President Barzani, of the Kurdistan Region of Iraq, recently expressed the dynamic powerfully when he noted that, “Four American companies (in Kurdistan) are worth two Army divisions” when it comes to building goodwill and sustaining influence. Yet, he remains frustrated at the reluctance and relative absence of the U.S. private sector in his region and at obsolete U.S. policies that impede greater American business engagement and investment in the region which has been defined by many as “the next Dubai”.
The fact is that the private sector is better poised today than government to make significant contributions to our national “presence” abroad.
Here’s the good news for the future -- despite the so-called rise of peer competitors only the United States has the capability to accomplish this new type of global engagement and this will be true for the foreseeable future! The integration of our capabilities towards common, proactive goals where America leads by deed and example, will keep our relevance unchallenged for many years to come. But first we have to fix that which needs fixing in our own back yard!

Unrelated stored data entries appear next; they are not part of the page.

PR #1587, opened 2024-05-10
Add integration tests for OpenSSL-linking 3p modules

WillChilds-Klein:
### Description of changes: 

This change expands our python integration tests to load and exercise libcrypto-linking 3rd party modules. Cases covered include statically linked AWS-LC (default AWS CRT) and dynamically linked OpenSSL (AWS CRT, PyOpenSSL, PyCA). We also test these integrations with python's AWS-LC built in FIPS mode.

### Call-outs:

Due to the pre-release nature of python 3.13 and 3.14, there are a few caveats for later versions: 3.12 introduced [a change](https://github.com/python/cpython/issues/95299) to drop `setuptools` from default virtual environments, causing installation issues for PyCA and PyOpenSSL on 3.13+. To work around this, we allow installation failure for those dependencies on newer (currently both 3.13 and 3.14 are pre-release) and exit early from the relevant test cases. We also encountered some issues installing CRT bindings from source on 3.12+, so for those versions we install the pre-compiled wheel module from PyPI, which uses AWS-LC under the hood.

### Testing:
- CI

### DIFF
--- a/tests/ci/integration/python_tests/test_cryptography.py
+++ b/tests/ci/integration/python_tests/test_cryptography.py
@@ -18,4 +18,4 @@ assert pt == f.decrypt(f.encrypt(pt))
 
 version = cryptography.hazmat.backends.openssl.backend.openssl_version_text()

When I came to the White House in 2009 we were facing a full agenda of national security challenges -- winding down Iraq responsibly, deciphering the way forward on Afghanistan, resetting our relationship with Russia and China, and coming to grips with a growing cyber-threat and a flailing economy, and the list goes on.

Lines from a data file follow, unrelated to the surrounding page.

PR #1588, opened 2024-05-10
Fix NTP integration test in the case of multiple occurrences of the package

nebeid:
Fix the NTP integration test, a continuation of the fix in https://github.com/aws/aws-lc/pull/1548.

When there were multiple `.tar.gz` packages, the test was trying `wget` with
```
wget -q https://downloads.nwtime.org/ntp//ntp-4.2.8p17.tar.gz ntp-4.2.8p18-RC1.tar.gz
```
and was failing.


nebeid:
Superseded by https://github.com/aws/aws-lc/pull/1589

PR #1591, opened 2024-05-13
add back ASN1_dup with tests

samuel40791765:
### Issues:
Addresses `CryptoAlg-1717`

### Description of changes: 
`ASN1_dup` was removed in https://github.com/aws/aws-lc/commit/419144adce049b5341bd94d355c52d099eac56e3 in favor of `ASN1_Item_dup`. This shouldn't normally be called directly, but Ruby happens to consume the API[ in several instances](https://github.com/search?q=repo%3Aruby%2Fruby%20ASN1_dup&type=code).
I've optimized the function to allocate memory with `i2d` directly, instead of the [ancient OpenSSL allocate](https://github.com/aws/aws-lc/commit/419144adce049b5341bd94d355c52d099eac56e3#diff-46888fde23260e66fc474ee241cefde06f5af3ec79856c2c45a491103e91739eL72-L78) and pass into behavior.
Also added some tests for verification along with a do-not-use warning.

### Call-outs:
N/A

### Testing:
New tests

### DIFF
--- a/crypto/asn1/a_dup.c
+++ b/crypto/asn1/a_dup.c
@@ -59,6 +59,26 @@
 #include <openssl/err.h>
 #include <openssl/mem.h>
 
+void *ASN1_dup(i2d_of_void *i2d, d2i_of_void *d2i, void *input) {
+  if (i2d == NULL || d2i == NULL || input == NULL) {
+    OPENSSL_PUT_ERROR(ASN1, ERR_R_PASSED_NULL_PARAMETER);
+    return NULL;
+  }
+
+  // Size and allocate |buf|.
+  unsigned char *buf = NULL;
+  int buf_len = i2d(input, &buf);
+  if (buf == NULL) {
+    return NULL;
+  }
+
+  // |buf| needs to be converted to |const| to be passed in.
+  const unsigned char *temp_input = buf;
+  char *ret = d2i(NULL, &temp_input, buf_len);
+  OPENSSL_free(buf);
+  return ret;
+}
+
 // ASN1_ITEM version of dup: this follows the model above except we don't
 // need to allocate the buffer. At some point this could be rewritten to
 // directly dup the underlying structure instead of doing and encode and
--- a/crypto/asn1/a_dup.c
+++ b/crypto/asn1/a_dup.c
@@ -68,7 +68,7 @@ void *ASN1_dup(i2d_of_void *i2d, d2i_of_void *d2i, void *input) {
   // Size and allocate |buf|.
   unsigned char *buf = NULL;
   int buf_len = i2d(input, &buf);
-  if (buf == NULL) {
+  if (buf == NULL || buf_len < 0) {
     return NULL;
   }
 
--- a/crypto/asn1/asn1_test.cc
+++ b/crypto/asn1/asn1_test.cc
@@ -2412,6 +2412,51 @@ TEST(ASN1Test, LargeString) {
 #endif
 }
 
+TEST(ASN1Test, ASN1Dup) {
+  const uint8_t *tag = kTag128;
+  bssl::UniquePtr<ASN1_TYPE> asn1(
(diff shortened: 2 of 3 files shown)


crypto/asn1/a_dup.c
```diff
@@ -59,6 +59,26 @@
...
+void *ASN1_dup(i2d_of_void *i2d, d2i_of_void *d2i, void *input) {
+  if (i2d == NULL || d2i == NULL || input == NULL) {
+    OPENSSL_PUT_ERROR(ASN1, ERR_R_PASSED_NULL_PARAMETER);
+    return NULL;
+  }
+
+  // Size and allocate |buf|.
+  unsigned char *buf = NULL;
+  int buf_len = i2d(input, &buf);
+  if (buf == NULL) {
```
skmcgrail, line 71: Does this indicate a malloc failure then? Should put an ERR_* in the queue?

crypto/asn1/asn1_test.cc
```diff
@@ -2412,6 +2412,70 @@ TEST(ASN1Test, LargeString) {
 #endif
 }
 
+
+// Wrapper functions are needed to get around Control Flow Integrity Sanitizers.
```
justsmth, line 2416: Would implementing/using the `D2I_OF` and `I2D_OF_const` macros make these functions unnecessary. I tried this change locally, and the CFI build passed.

justsmth: https://github.com/aws/aws-lc/commit/74a1acd3666c007e6ae15a6090e076bf05fe3fd0

samuel40791765: I took a closer look and noticed that the definition of `CHECKED_I2D_OF` is misaligned from [OpenSSL's ](https://github.com/openssl/openssl/blob/OpenSSL_1_1_1-stable/include/openssl/asn1.h#L264-L265) (which doesn't take a `const`).
I tried changing ours to align, but it's not applicable.. This will cause issues for consumers looking to depend on the same version from OpenSSL, so I've changed ours to align with theirs. The macro's still very handy, so I've renamed and moved it to the `asn1_test` file.

skmcgrail (approved):

justsmth (approved):

samuel40791765:
Apparently the CFI is still failing with the macros:
```
/codebuild/output/src1171782177/src/github.com/aws/aws-lc/crypto/asn1/a_dup.c:70:17: runtime error: control flow integrity check for type 'int (const void *, unsigned char **)' failed during indirect function call
(/codebuild/output/src1171782177/src/github.com/aws/aws-lc/test_build_dir/crypto/crypto_test+0x3afd5e0): note: i2d_ASN1_TYPE defined here
SUMMARY: UndefinedBehaviorSanitizer: undefined-behavior /codebuild/output/src1171782177/src/github.com/aws/aws-lc/crypto/asn1/a_dup.c:70:17 in 
```

I reverted to run [4a5be1e](https://github.com/aws/aws-lc/pull/1591/commits/4a5be1e45173d1615c2d5ba19d0b228d16a22af3) against the CFI sanitizers, but apparently it doesn't actually pass the CFI tests either. I'll need to revert [4a5be1e](https://github.com/aws/aws-lc/pull/1591/commits/4a5be1e45173d1615c2d5ba19d0b228d16a22af3) and [0cd2716](https://github.com/aws/aws-lc/pull/1591/commits/0cd271638a7d9dad46a7977f94ee142252bfac66) to remove the macros and get the CFI build passing.

I think the main issue is that `i2d_of_void` and `d2i_of_void` expect a `void` parameter, but the typical `i2d`/`d2i` functions have a specific type assigned as the parameter. Upon closer reexamination, the macros don't seem to solve this issue. The two CI failures in the commits may show more details.

justsmth (approved):

skmcgrail (approved):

So, we flattened the NSC organization, combined the national security council with the homeland security council, and created a four stage, “bottom up” issue development process which reflected the president’s style.

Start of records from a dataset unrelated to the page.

PR #1597, opened 2024-05-15
Only emit deprecation warnings for no-ops in debug

samuel40791765:
### Description of changes: 
More consumers than anticipated define `-Werror` and the no-op symbols we've marked as deprecated are breaking builds that define so. The original concept was great for finding integrations that consume no-op symbols and debugging them, so we'd like to keep that.
This change only marks no-op symbols as deprecated in debug builds. This unblocks our release build to work with projects that define `-Werror` and lets us keep the behavior that was great for debugging.

### Call-outs:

Because no major issue is the sole responsibility of any single agency or department anymore, inclusivity at the decision table became the hallmark. The watch phrase “if you’re not at the table, you’re on the menu” became the humorous, but not altogether untrue maxim.
Subject areas not previously associated with national security, such as cyber-security, economic security, home grown terrorism, and energy security began to appear as routine subjects for analysis and discussion. The National Security Council became the gear that forced the inter-agency wheel to turn and function.
While in many cases we made good progress, in the area of “energy security,” something I remain very passionate about, we made precious little headway.
No administration has ever produced and implemented a comprehensive energy policy, nor are we today organized to produce one; this remains one of the great “must do” challenges for any administration—and given the enormous energy potential we know we have within our borders, it is inexcusable to not place our energy future at the forefront of our national security priorities. And doing it right can make an enormous contribution to job creation and American economic resurgence!
On the whole, had all Americans been witness to how the important issues of national security were approached and dealt with procedurally, they would have been reassured. I leave it to others and to history to evaluate the results.
One major lesson endures -- we must modernize how we decide and govern if we are to meet the evolving challenges of our times, and future administrations must transition from campaigning to governing quickly. Agility, cohesion, coordination, and long-term strategic thinking are the watchwords for success.
What we must do: fixing sequestration
Second, we must come to grips with our budgetary disarray beginning with the wolf closest to the door. As we gather here today, America continues its charge toward the proverbial fiscal cliff—a result of the automatic budget sequestration that will take effect on January 3, 2013. Virtually no one believes that allowing indiscriminate spending cuts and massive tax increases to hit simultaneously is advisable when we are struggling to recover from recession and transform U.S. competitiveness.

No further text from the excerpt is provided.